YOUR GOAL >> From the entries that follow, list every line in which the string "shouldShow" appears.

Stored data
PR #191, opened 2023-05-10
feat: Custom Blocks

matthewlipski:
This PR enables users to add Custom Blocks! 🥳 

See https://www.blocknotejs.org/docs/block-types#custom-block-types

Besides the API surface, the biggest change was rearchitecting BlockNote for custom schemas without compromising on Type-safety. A BlockNote editor will now have a specific type (using generics) based on the Schema (the blocks registered to it). 

---
Two remaining issues will be picked up separately:

- [ ] work out API surface for cleaning up vanilla custom blocks #220 
- [ ] work on clipboardserializer #221 

(see also https://github.com/TypeCellOS/BlockNote/pull/164)


examples/custom/src/App.tsx
```diff
@@ -0,0 +1,96 @@
...
+    editorDOMAttributes: {
+      class: styles.editor,
+      "data-test": "editor",
+    },
+    blockSchema: {
+      ...defaultBlockSchema,
+      image: Image,
+    },
+    slashCommands: [
+      ...defaultReactSlashMenuItems<typeof customSchema>(),
```
YousefED, line 85: I'm not sure if passing the `schema` to `defaultReactSlashMenuItems` makes any sense

playwright-ct.config.ts
```diff
@@ -0,0 +1,46 @@
+import { defineConfig, devices } from "@playwright/experimental-ct-react";
```
YousefED, line 1: do we need a separate config, or can we just use the same config? (are there reasons to separate this?)

tests/component/example.spec.tsx
```diff
@@ -0,0 +1,55 @@
...
+//   });
+//
+//   // Give tests a way to get prosemirror instance
+//   // (window as WindowWithProseMirror).ProseMirror = editor?._tiptapEditor;
+//
+//   return <BlockNoteView editor={editor} />;
+// }
+
+test("basic editor", async ({ mount }) => {
+  const component = await mount(<App />);
```
YousefED, line 44: Nice, I think the way to go now is that in this directory, we can create simple example test components, for example EditorWithImage.tsx, or EditorWithoutDefaultBlocks.tsx, etc. i.e. we don't necessarily need to use `import App from "@blocknote/example-editor/src/App";`

examples/custom/src/App.tsx
matthewlipski: I feel like there must be a better way of doing it but I couldn't figure it out. Since the slash commands call editor functions, we need some way of passing the block schema to them.

playwright-ct.config.ts
matthewlipski: I would have thought so, but the Playwright docs say you should have separate configs for e2e and component tests: https://playwright.dev/docs/test-components#q-can-i-use-playwrighttest-and-playwrightexperimental-ct-reactsveltevuesolid

packages/core/src/extensions/Blocks/api/block.ts
```diff
@@ -0,0 +1,259 @@
...
+        },
+      ]
+    : [
+        {
+          tag: "div[data-content-type=" + blockConfig.type + "]",
+        },
+      ];
+}
+
+export function render<
```
YousefED, line 85: let's add a comment on what this function does and for which scenarios it does / doesn't work

packages/core/src/extensions/Blocks/api/block.ts
```diff
@@ -0,0 +1,259 @@
...
+              [camelToDataKebab(name)]: attributes[name],
+            }
+          : {},
+    };
+  });
+
+  return tiptapAttributes;
+}
+
+export function parse<
```
YousefED, line 52: similar as with `render`; let's comment

packages/core/src/api/nodeConversions/nodeConversions.ts
```diff
@@ -246,29 +251,34 @@ export function nodeToBlock(
...
     }
 
-    const validAttrs = blockProps[blockInfo.contentType.name as Block["type"]];
+    const propSchema = blockSpec.propSchema;
 
-    if (validAttrs.has(attr)) {
+    if (attr in propSchema) {
       props[attr] = value;
+    } else {
+      console.warn("Block has an unrecognized attribute: " + attr);
```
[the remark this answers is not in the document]
matthewlipski: Yep good point, since we treat ID as a separate thing to props in BN, I forgot that in TipTap it's still just an attribute. Will fix

packages/core/src/extensions/FormattingToolbar/FormattingToolbarPlugin.ts
```diff
@@ -53,27 +54,29 @@ export class FormattingToolbarView {
 
   public prevWasEditable: boolean | null = null;
 
-  public shouldShow: Exclude<FormattingToolbarPluginProps["shouldShow"], null> =
-    ({ view, state, from, to }) => {
-      const { doc, selection } = state;
-      const { empty } = selection;
+  public shouldShow: Exclude<
+    FormattingToolbarPluginProps<BSchema>["shouldShow"],
```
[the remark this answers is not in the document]
matthewlipski: Yeah it's very odd, surprised we didn't see this earlier. `shouldShow` can either be a function or `null`, so it just makes sure its a function. But since, `shouldShow` is also optional, I think it's unnecessary

packages/core/src/extensions/Blocks/api/block.ts
```diff
@@ -0,0 +1,259 @@
...
+  //  probably won't work and we'll need an optional parseHTML option.
+  return blockConfig.parse
+    ? [
+        {
+          getAttrs: (node: HTMLElement | string) => {
+            if (typeof node === "string") {
+              return false;
+            }
+
+            return blockConfig.parse!(node);
```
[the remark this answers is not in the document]
matthewlipski: Good point we don't, I added it a long time ago before we went down the whole serialization rabbit hole. None of the example use cases we came up with need a custom parser so I think it's safe to remove it until we deal with clipboard parsing, though I'd like to hear what you think about that also.

packages/react/src/hooks/useBlockNote.ts
```diff
@@ -41,7 +46,7 @@ export const useBlockNote = (
     //  but it would have to be on several different classes (BlockNoteEditor, BlockNoteEditorOptions, UiFactories) and
     //  gets messy quick.
     let newOptions: Record<any, any> = {
-      slashCommands: defaultReactSlashMenuItems,
+      slashCommands: defaultReactSlashMenuItems(),
```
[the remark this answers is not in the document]
matthewlipski: No point keeping it a function since it always returns the same thing. There are typing issues that I tried to solve by making it a function with a block schema type argument, but it was still bad. The issue I'm talking is this:

Example using custom alert block:
```
const editor = useBlockNote({
    blockSchema: {
      ...defaultBlockSchema,
      alert: Alert
    },
    slashCommands: [
      // Expects editor schema to be defaultBlockSchema. Structurally, it is, but also includes the 
      // alert block. TypeScript for some reason thinks that the schema is therefore incompatible
      // with the default slash commands.
      ...defaultReactSlashMenuItems,
      insertAlert
    ]
});
```

This will cause a type error in your IDE. Remove the alert block and its slash command, the error goes away. Not sure why this is happening since the custom schema extends the default schema.

tests/component/copypaste-internal.spec.tsx
```diff
@@ -0,0 +1,159 @@
...
+  await page.waitForTimeout(50);
+
+  const button = await page.locator("button");
+  await button.first().click();
+  await button.last().click();
+
+  await compareDocToSnapshot(page, "button-internal");
+});
+
+test("Embed Copy/Paste Internal", async ({ browserName, mount, page }) => {
```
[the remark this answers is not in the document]
matthewlipski: Nope, we've only really used screenshot tests before to make sure styling props and marks worked properly since that's the main thing they're for. Here imo we mostly care about the underlying TipTap/PM doc structure.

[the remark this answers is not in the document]
matthewlipski: I suppose to check rendering we could add screenshot tests but again imo it's not necessary

packages/react/src/ReactBlockSpec.tsx
```diff
@@ -0,0 +1,126 @@
...
+        const blockContainer = tipTapEditor.state.doc.resolve(pos!).node();
+        // Gets block identifier
+        const blockIdentifier = blockContainer.attrs.id;
+        // Function to get the block
+        const getBlock: () => Block<BSchema> = () =>
+          editor.getBlock(blockIdentifier)!;
+
+        return (
+          <NodeViewWrapper>
+            <div
```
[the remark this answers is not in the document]
YousefED: If I'm not mistaken, the `NodeViewWrapper` already adds an extra div. Can you validate that the DOM structure is now actually the same?

packages/core/src/extensions/Blocks/api/block.ts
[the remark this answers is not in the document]
YousefED: If the code is never run at this moment, let's remove it -> we can readd it if / when we need it when fixing the clipboard

tests/component/copypaste-external.spec.tsx
```diff
@@ -14,13 +14,16 @@ test.beforeEach(async ({}, testInfo) => {
   testInfo.snapshotSuffix = "";
 });
 
+// TODO: These tests should not be used for now. While they do pass, the
```
YousefED, line 17: wdym with "should not be used"?

tests/utils/customblocks/Alert.tsx
```diff
@@ -142,112 +137,3 @@ export const insertAlert = new ReactSlashMenuItem<{
   <RiAlertFill />,
   "Insert an alert block to emphasize text"
 );
-
-export const ReactAlert = createReactBlockSpec({
```
YousefED: where did this go?

tests/component/copypaste-external.spec.tsx
matthewlipski: The functionality they test doesn't work yet, so the tests and snapshots aren't useful atm

packages/core/src/api/nodeConversions/nodeConversions.ts
```diff
@@ -262,7 +263,12 @@ export function nodeToBlock<BSchema extends BlockSchema>(
 
     if (attr in propSchema) {
       props[attr] = value;
-    } else {
+    }
+    // Block ids are stored as node attributes the same way props are, so we
+    // need to ensure we don't attempt to read block ids as props. Also, props
+    // which apply to child blocks are set on the block container, but not all
+    // block types use them.
+    else if (attr !== "id" && !(attr in defaultProps)) {
```
YousefED, line 271: Why do we have `!(attr in defaultProps)`?

packages/react/src/hooks/useBlockNote.ts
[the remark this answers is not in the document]
YousefED: Tried to reproduce this in `custom-blocks-example-try-reproduce-type-issue` with a simpler example, but without luck.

SOLUTION >>
-  public shouldShow: Exclude<FormattingToolbarPluginProps["shouldShow"], null> =
+  public shouldShow: Exclude<
+    FormattingToolbarPluginProps<BSchema>["shouldShow"],
matthewlipski: Yeah it's very odd, surprised we didn't see this earlier. `shouldShow` can either be a function or `null`, so it just makes sure its a function. But since, `shouldShow` is also optional, I think it's unnecessary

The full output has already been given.